• Directions: Using the material below, print the line that contains "MAINTAINER cmeister2@gmail.com", the line that contains "be good. Thanks.", and every line in between, exactly and nothing else.

━━━━━━━━

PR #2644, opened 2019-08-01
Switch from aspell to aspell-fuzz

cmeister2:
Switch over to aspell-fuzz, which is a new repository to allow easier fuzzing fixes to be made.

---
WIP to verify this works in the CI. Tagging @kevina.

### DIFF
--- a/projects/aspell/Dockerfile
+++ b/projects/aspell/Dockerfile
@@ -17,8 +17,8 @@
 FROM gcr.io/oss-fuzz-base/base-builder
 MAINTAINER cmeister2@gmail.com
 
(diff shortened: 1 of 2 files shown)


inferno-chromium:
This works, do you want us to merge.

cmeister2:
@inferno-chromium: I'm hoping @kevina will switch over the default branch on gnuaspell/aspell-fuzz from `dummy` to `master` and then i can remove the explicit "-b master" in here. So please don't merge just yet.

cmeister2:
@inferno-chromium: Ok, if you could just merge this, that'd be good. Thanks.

━━━━━━━━

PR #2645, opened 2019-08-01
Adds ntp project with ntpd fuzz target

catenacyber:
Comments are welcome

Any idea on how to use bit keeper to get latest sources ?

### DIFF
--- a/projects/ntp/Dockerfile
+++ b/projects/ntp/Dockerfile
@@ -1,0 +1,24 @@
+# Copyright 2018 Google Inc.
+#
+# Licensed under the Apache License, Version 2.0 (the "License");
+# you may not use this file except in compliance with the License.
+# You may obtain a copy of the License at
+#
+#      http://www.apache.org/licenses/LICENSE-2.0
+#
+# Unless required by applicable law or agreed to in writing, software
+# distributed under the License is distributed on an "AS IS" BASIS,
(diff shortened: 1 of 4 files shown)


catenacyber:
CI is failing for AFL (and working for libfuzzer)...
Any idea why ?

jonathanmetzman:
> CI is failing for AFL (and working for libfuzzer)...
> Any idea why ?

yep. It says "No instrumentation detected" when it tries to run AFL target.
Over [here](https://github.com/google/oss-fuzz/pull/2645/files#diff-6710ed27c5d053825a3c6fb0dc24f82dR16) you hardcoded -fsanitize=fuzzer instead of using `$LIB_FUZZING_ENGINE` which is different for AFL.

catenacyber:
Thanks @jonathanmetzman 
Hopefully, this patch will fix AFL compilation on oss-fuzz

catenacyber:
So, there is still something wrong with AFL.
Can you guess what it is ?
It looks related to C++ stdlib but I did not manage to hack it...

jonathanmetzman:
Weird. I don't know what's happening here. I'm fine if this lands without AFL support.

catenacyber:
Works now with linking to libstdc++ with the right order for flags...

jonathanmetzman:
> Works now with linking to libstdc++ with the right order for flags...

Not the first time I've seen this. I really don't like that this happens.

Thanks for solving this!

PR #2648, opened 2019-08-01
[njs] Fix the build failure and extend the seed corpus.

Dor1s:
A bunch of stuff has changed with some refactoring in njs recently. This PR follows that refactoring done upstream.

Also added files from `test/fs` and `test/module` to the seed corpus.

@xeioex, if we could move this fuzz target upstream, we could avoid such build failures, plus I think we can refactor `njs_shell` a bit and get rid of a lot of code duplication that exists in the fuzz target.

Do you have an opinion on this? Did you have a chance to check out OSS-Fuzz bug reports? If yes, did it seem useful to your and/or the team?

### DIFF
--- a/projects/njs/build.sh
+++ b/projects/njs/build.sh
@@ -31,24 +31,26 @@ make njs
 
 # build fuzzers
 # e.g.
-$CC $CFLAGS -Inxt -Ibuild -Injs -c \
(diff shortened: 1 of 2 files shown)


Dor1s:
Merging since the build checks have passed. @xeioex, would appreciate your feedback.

━━━━━━━━

• The answer:
 MAINTAINER cmeister2@gmail.com
 
(diff shortened: 1 of 2 files shown)


inferno-chromium:
This works, do you want us to merge.

cmeister2:
@inferno-chromium: I'm hoping @kevina will switch over the default branch on gnuaspell/aspell-fuzz from `dummy` to `master` and then i can remove the explicit "-b master" in here. So please don't merge just yet.

cmeister2:
@inferno-chromium: Ok, if you could just merge this, that'd be good. Thanks.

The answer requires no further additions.